Ich versuch das nun schon seit 2 Tagen, durchforste das gesamte Web. Aber ich finde leide keine passende Lösung für mein Problem.

Gruß

Romsl


----------



## cham (24. April 2005)

Als aller erstes musst Du in der relation definition das all gegen insert, update austauschen.

Du musst aber dann selbst dafür sorgen, dass die Adressen im Falle des Falles gelöscht werden.


----------



## Romsl (24. April 2005)

Leider gibt es kein insert und update.

Es muss doch möglich sein, dass hibernate das ganze übernimmt. Wozu sonst gibt es all-delete-orphan oder delete orphan?


----------



## cham (24. April 2005)

okay, mein fehler:

so musses heissen: cascade="save-update"


----------



## Romsl (24. April 2005)

Bist du Dir ganz sicher, dass ich in meiner Logik selbst feststellen muss ob noch eine Person zu dieser Adresse besteht und wenn nicht selbst löschen?

Gruß und Danke

Romsl


----------



## cham (24. April 2005)

ich müsste nochmal nachlesen. aber etwas anderes ist mir nicht bekannt.


----------



## Thomas Darimont (24. April 2005)

Hallo!

Ist für solche Problemstellungen nicht die Option "delete-orphan" da?

Gruß Tom


----------



## Romsl (24. April 2005)

Das hab ich eigenlich auch gedacht.

Aber leider funktionierts bei mir nicht.

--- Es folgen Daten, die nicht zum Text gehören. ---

PR #149, opened 2021-09-03
enhancement: improved engineer docs

MelSumner:
## :pushpin: Summary

If merged, this PR adds additional information to the docs for engineers. Includes links at the top of the page types of use.
See: https://flight-git-feature-update-eng-docs-hashicorp.vercel.app/engineering specifically.

:speech_balloon: Please consider using [conventional comments](https://conventionalcomments.org/) when reviewing this PR.

Examples: 
- issue (ux,non-blocking): These buttons should be red, but let's handle this in a follow-up.
- suggestion (non-blocking): Let's change this wording to make it easier to understand.
- issue (blocking): We shouldn't introduce this kind of tech debt; let's pair and resolve the issue in a more sustainable way.

PR #152, opened 2021-09-03
bugfix: resolve issue where not all the css classes were namespaced

### LINKED ISSUE #150: bug: update css classes to avoid potential naming collisions
Not all of the css classes in the flight icon are prefixed properly which may cause situations that result in naming collisions. 

To fix, 
- [x] update the classes on the SVGs with flight- prefix.
- [x] update the component styles
- [x] update the documentation
- [x] make sure the tests still pass

MelSumner:
## :pushpin: Summary

If merged, this PR resolves #150 by adding additional namespacing to the component css classes. I also re-arranged the properties in the component itself so height/width/viewbox were grouped together, for easier maintenance (based on feedback from @didoo). 

After this PR and PR #149 are merged, I'll update the documentation and the README files to align.

Examples: 

### DIFF
--- a/ember-flight-icons/addon/components/flight-icon.hbs
+++ b/ember-flight-icons/addon/components/flight-icon.hbs
@@ -1,13 +1,13 @@
 <svg 
-  class="flight-icon icon-{{@name}} {{if this.display "display-inline"}}"
+  class="flight-icon flight-icon-{{@name}} {{if this.display "flight-icon-display-inline"}}"
   ...attributes
   aria-hidden="true"
   data-test-icon
   fill="{{this.color}}"
-  height="{{this.size}}"
   id={{this.iconId}}
-  viewBox="0 0 {{this.size}} {{this.size}}"
+  height="{{this.size}}"
   width="{{this.size}}" 
+  viewBox="0 0 {{this.size}} {{this.size}}"
   xmlns="http://www.w3.org/2000/svg"
 >
   <use href='{{this.contextRootURL}}@hashicorp/ember-flight-icons/icons/sprite.svg#{{@name}}-{{this.size}}'></use>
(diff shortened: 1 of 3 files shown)


ember-flight-icons/addon/components/flight-icon.hbs
```diff
@@ -1,13 +1,13 @@
...
-  class="flight-icon icon-{{@name}} {{if this.display "display-inline"}}"
+  class="flight-icon flight-icon-{{@name}} {{if this.display "flight-icon-display-inline"}}"
   ...attributes
   aria-hidden="true"
   data-test-icon
   fill="{{this.color}}"
-  height="{{this.size}}"
   id={{this.iconId}}
-  viewBox="0 0 {{this.size}} {{this.size}}"
+  height="{{this.size}}"
```
didoo, line 8: nitpick: should the width come before the height?

I've always seen the width before the height (eg. https://www.w3.org/TR/css-sizing-3/#preferred-size-properties) and the same order happens in the viewBox (https://svgwg.org/svg2-draft/coords.html#ViewBoxAttribute)

didoo (approved):
You're a hero ;)

ember-flight-icons/addon/components/flight-icon.hbs
```diff
@@ -1,13 +1,13 @@
...
   width="{{this.size}}"
```
MelSumner, line 9:
```suggestion
  width="{{this.size}}" 
  height="{{this.size}}"
```

ember-flight-icons/addon/components/flight-icon.hbs
MelSumner: swapped! 👍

Hat jemand irgend ein Beispiel (1:n Beziehung)?
Oder kann mir jemand sagen woran mein Fehler liegt. An der Datenbank sollts ja nicht liegen, oder?


----------



## Thomas Darimont (24. April 2005)

Hallo!

Leider funktioniert delete-orphan nicht mit many-to-one Beziehungen (hier: Mehrere Personen haben die gleiche Addresse). Wenn du cascade auf save-update stellst umgehst du das Problem nur löst es aber nicht. Da gibt es sicherlich noch einen anderen Weg... ein Interceptor vielleicht?

Anonsten könntest du mit einer solchen Abfrage feststellen, ob die Person die du löschen willst die einzige ist die auf die damit Assoziierte Addresse referenziert.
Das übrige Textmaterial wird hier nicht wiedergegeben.